__Your assignment__. Below are the records; count the lines that include the string "private" and give only that number.
:: Dataset content
PR #1150, opened 2021-06-02
feat(payment): PAYMENTS-6807 extend PPSDK payment strategy

leeBigCommerce:
**N.B.** All of this work is protected by a Feature Flag which prevents the PPSDK Payment Strategy from ever being selected.

## What?

- Flesh out PPSDK payment strategy to begin to handle our method's with an initialisation strategy of `NONE`
- Dead-ends on dummy processing API response handling (`stepHandler` - to be grown in future tickets)
- Extend `PaymentMethod` type to contain `initializationStrategy`
- Create `PPSDKPaymentMethod` sub type to enforce required PPSDK method attributes
- Not covered: Continue the journey from a returning redirect

## Why?

- Incrementally moving towards support for an offsite, redirecting PPSDK method

## Testing / Proof

- New tests
- Current tests passing


src/payment/payment-method.ts
```diff
@@ -12,5 +11,5 @@ export default interface PaymentMethod {
     nonce?: string;
     initializationData?: any;
     returnUrl?: string;
-    initializationStrategy?: InitialisationStrategies;
+    initializationStrategy?: unknown;
```
leeBigCommerce, line 14: As the API grows over time `initializationStrategy` will effectively be a union of different interfaces.

At this point we do not know exactly how many or in what variety, so we've chosen to type as `unknown` and to defensively type-guard in later code to filter supported `initializationStrategy`(s).

src/payment/strategies/ppsdk/ppsdk-payments-api-response.ts
```diff
@@ -0,0 +1,3 @@
+import { Response } from '@bigcommerce/request-sender';
+
+export type PaymentsAPIResponse = Response<unknown>;
```
leeBigCommerce, line 3: Similar to `initializationStrategy` - this API response will eventually be a large union of various responses. To defend against this `unknown` is being used to force defensive type guarding prior to any  real use.

src/payment/strategies/ppsdk/ppsdk-strategy.spec.ts
```diff
@@ -0,0 +1,78 @@
+import { createRequestSender } from '@bigcommerce/request-sender';
```
leeBigCommerce, line 1: Given that this strategy currently dead-ends to dummy handlers (`stepHandler` and `PaymentProcessor`) and the overall feature is still a WIP, this test seemed like enough to cover the entire strategy file for now.

src/payment/strategies/ppsdk/step-handler/step-handler.ts
```diff
@@ -0,0 +1,5 @@
+import { PaymentsAPIResponse } from '../ppsdk-payments-api-response';
```
leeBigCommerce, line 1: Dummy code which will be expanded in on a future ticket: https://jira.bigcommerce.com/browse/PAYMENTS-6805

This hander will then discern response types and act accordingly.

src/payment/strategies/ppsdk/ppsdk-strategy.ts
```diff
@@ -1,23 +1,50 @@
...
 
-    initialize(_options?: PaymentInitializeOptions): Promise<InternalCheckoutSelectors> {
+    initialize(options?: PaymentInitializeOptions): Promise<InternalCheckoutSelectors> {
+        const paymentMethod = getPPSDKMethod(this._store, options);
+
+        if (!paymentMethod) {
+            throw new NotInitializedError(NotInitializedErrorType.PaymentNotInitialized);
+        }
+
+        this._paymentProcessor = getPaymentProcessor(paymentMethod);
```
davidchin, line 42: Prefer to inject dependencies to produce side effects. `getPaymentProcessor` is directly imported here so it's not possible to pass a different implementation in your tests besides using Jest mock. Generally speaking, we discourage the use of Jest mock because it requires you to peek into the implementation of your test subject in order to do the mocking; where as via constructor or method parameters, you can tell what to mock by looking at their interfaces.

src/payment/strategies/ppsdk/ppsdk-payment-processor.ts
```diff
@@ -0,0 +1,18 @@
+import { OrderPaymentRequestBody } from '../../../order';
+import { PPSDKPaymentMethod } from '../../ppsdk-payment-method';
+
+import { initializeNone, isNone } from './initializers';
+
+export type PaymentProcessor = (payment: OrderPaymentRequestBody | undefined) => Promise<void>;
+
+type GetPaymentProcessor = (paymentMethod: PPSDKPaymentMethod) => PaymentProcessor | undefined;
+
+export const getPaymentProcessor: GetPaymentProcessor = paymentMethod => {
```
davidchin, line 10: It seems to me that this is just another resolver, which mean you can probably just use the existing `Registry` class to achieve what you want instead of creating another concrete implementation. e.g.: You can create a registry of all the PPSDK processors/handlers and resolve them based on their PPSDK strategy type.

davidchin (commented):
Looking good! I just have some comments and suggestions for you to think about :)

src/payment/payment-method.ts
leeBigCommerce: Unfortunately, `initializationStrategy` won't be a string, but a union of various objects. Something like:

```
interface BaseStrategy {
    type: string;
}

interface StrategyA extends BaseStrategy {
    // attributes and values specific to only StrategyA
}

interface StrategyB extends BaseStrategy {
    // attributes and values specific to only StrategyB
}

interface StrategyC extends BaseStrategy {
    // attributes and values specific to only StrategyC
}

type initializationStrategy = StrategyA | StrategyB | StrategyC;
```

And we don't know what the final union or shapes will be yet.

---

Typing it as union of what we know now, e.g.:

`type initializationStrategy = StrategyA | StrategyB`

Would lead to buggy behaviour once the same code also started receiving `StrategyC` from the updated (but not versioned) API.

src/payment/strategies/ppsdk/ppsdk-payments-api-response.ts
leeBigCommerce: Similarly to https://github.com/bigcommerce/checkout-sdk-js/pull/1150/files#r649623606, we don't know what the final union or competent shapes will be. 

`unknown` seemed safest, forcing the use of type guards later in the consuming code.

src/payment/strategies/ppsdk/initializers/none.ts
```diff
@@ -0,0 +1,23 @@
...
+
+interface None {
+    type: 'NONE';
+}
+
+export const isNone = (unknownStrategy: unknown): unknownStrategy is None =>
+    isEqual(unknownStrategy, { type: 'NONE' });
+
+export const initializeNone = (paymentMethod: PPSDKPaymentMethod): PaymentProcessor => {
+    const requestSender = createRequestSender();
```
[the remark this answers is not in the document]
leeBigCommerce: Done 👍  

injected: https://github.com/bigcommerce/checkout-sdk-js/pull/1150/files#diff-d42088af7e8a0106b9a187cf956d965bc6d677dfa26f573607c994dbd3a75a62R395
consumed: https://github.com/bigcommerce/checkout-sdk-js/pull/1150/files#diff-33de44235f9dcd9db1207d66aad23ba5747c08b4a53725f1726265a71b65afd8R8

src/payment/strategies/ppsdk/initializers/none.ts
```diff
@@ -0,0 +1,23 @@
...
+    const paymentMethodId = `${paymentMethod.id}.${paymentMethod.method}`;
+    const body = JSON.stringify({ payment_method_id: paymentMethodId });
```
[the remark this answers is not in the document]
leeBigCommerce: Done: https://github.com/bigcommerce/checkout-sdk-js/pull/1150/files#diff-33de44235f9dcd9db1207d66aad23ba5747c08b4a53725f1726265a71b65afd8R16

src/payment/strategies/ppsdk/initializers/none.ts
```diff
@@ -0,0 +1,23 @@
...
+import { stepHandler } from '../step-handler';
+
+interface None {
+    type: 'NONE';
+}
+
+export const isNone = (unknownStrategy: unknown): unknownStrategy is None =>
+    isEqual(unknownStrategy, { type: 'NONE' });
+
+export const initializeNone = (paymentMethod: PPSDKPaymentMethod): PaymentProcessor => {
```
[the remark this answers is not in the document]
leeBigCommerce: `stepHandler` will be used by each different initialisation strategy - it will consume the polymorphic `/payments` API responses and turn them into necessary action (redirecting, portraying success/failure etc).

Let me know if it makes more sense now things have been reorganised 👍

src/payment/strategies/ppsdk/ppsdk-payment-processor.ts
```diff
@@ -0,0 +1,18 @@
+import { OrderPaymentRequestBody } from '../../../order';
+import { PPSDKPaymentMethod } from '../../ppsdk-payment-method';
+
+import { initializeNone, isNone } from './initializers';
+
+export type PaymentProcessor = (payment: OrderPaymentRequestBody | undefined) => Promise<void>;
```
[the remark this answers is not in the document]
leeBigCommerce: It is a bit of a catch all.

Each payment processor will kick off the initial call to the `/payments` processing API, then handle its response(s) (via the `stepHandler`). Once all the responses have been dealt with it will terminate in either success (resolving) or error/failure (rejecting).

Given that success signifies that BigPay has updated the order to 'paid' (side-effect), we don't really have anything to return.

src/payment/strategies/ppsdk/step-handler/step-handler.ts
```diff
@@ -0,0 +1,5 @@
...
+
+export const stepHandler = (_stepResponse: PaymentsAPIResponse): Promise<void> => {
```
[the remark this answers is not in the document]
leeBigCommerce: 👍  bit of a left-over

src/payment/strategies/ppsdk/ppsdk-strategy.ts
leeBigCommerce: Done: https://github.com/bigcommerce/checkout-sdk-js/pull/1150/files#diff-d42088af7e8a0106b9a187cf956d965bc6d677dfa26f573607c994dbd3a75a62R395

src/payment/strategies/ppsdk/ppsdk-payment-processor.ts
leeBigCommerce: Done: https://github.com/bigcommerce/checkout-sdk-js/pull/1150/files#diff-6df6aa7ed80a40f81baf653e8cd4c02262704158ca6dc151b357c4fdd4db8a39R8

src/payment/strategies/ppsdk/create-ppsdk-payment-processor-registry.ts
```diff
@@ -0,0 +1,22 @@
...
+import { PaymentProcessorRegistry } from './ppsdk-payment-processor-registry';
+import { PaymentProcessorType } from './ppsdk-payment-processor-type';
+import { StepHandler } from './step-handler';
+
+export const createPaymentProcessorRegistry = (requestSender: RequestSender, stepHandler: StepHandler) => {
+    const registry = new PaymentProcessorRegistry();
+
+    registry.register(
+        PaymentProcessorType.NONE,
+        () => new NonePaymentProcessor(requestSender, stepHandler)
```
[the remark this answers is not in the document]
leeBigCommerce: For posterity: any initialiser could receive any of the possible responses from the processing API.

As such there will be one `StepHandler` used by all initialisers. The structure of that `StepHandler` will be fleshed out in future tickets.

src/payment/strategies/ppsdk/payment-processors/none-payment-processor.ts
```diff
@@ -0,0 +1,21 @@
...
+    constructor(
+        private _requestSender: RequestSender,
+        private _stepHandler: StepHandler
+    ) {}
+
+    process(paymentMethod: PPSDKPaymentMethod) {
+        const paymentMethodId = `${paymentMethod.id}.${paymentMethod.method}`;
+        const body = { payment_method_id: paymentMethodId };
+
+        return this._requestSender.post<PaymentsAPIResponse>('/payments', { body })
```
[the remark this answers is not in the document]
leeBigCommerce: Good catch, it's now updated to use the bigpay endpoint.

Used: https://github.com/bigcommerce/checkout-sdk-js/pull/1150/files#diff-33de44235f9dcd9db1207d66aad23ba5747c08b4a53725f1726265a71b65afd8R17
Passed in from the strategy: https://github.com/bigcommerce/checkout-sdk-js/pull/1150/files#diff-5b451c15e917a03094dd5d38df6c638a374c0b98d83522b1934dfac06652f659R21

src/payment/strategies/ppsdk/initializers/none.ts
```diff
@@ -0,0 +1,23 @@
...
+    const requestSender = createRequestSender();
+    const paymentMethodId = `${paymentMethod.id}.${paymentMethod.method}`;
+    const body = JSON.stringify({ payment_method_id: paymentMethodId });
+
+    return () => requestSender.post<PaymentsAPIResponse>('/payments', { body })
```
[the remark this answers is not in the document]
leeBigCommerce: Fixed: https://github.com/bigcommerce/checkout-sdk-js/pull/1150#discussion_r652423178

src/payment/payment-method.ts
leeBigCommerce: I've gone for 

```
interface UnknownObject {
    [key: string]: unknown;
}
export default interface InitializationStrategy extends Partial<UnknownObject> {
    type: string;
}
```

Which gives us the benefit of having `type` ensured, but also represents the 'yet to be clarified' nature of any other attributes. The latter paints a truer picture of the API and enforces later Typeguard use. (Without a union or `unknown` or `any` Typeguards would be out of place - only explained with domain knowledge).

It also means typeguards can interrogate possible properties on a strategy without type errors or needing to be overly reliant on just the `type` attribute. The one draw back was a slight 'hack' of using `pick` on the None typeguard (https://github.com/bigcommerce/checkout-sdk-js/pull/1150/files#diff-4dbdf09949352589db42a49b9d883d5c1f3713df9d0c4de312ba575dd8cd5cf8R6), but this should be the only exception.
::::
__Solution for this task__. 2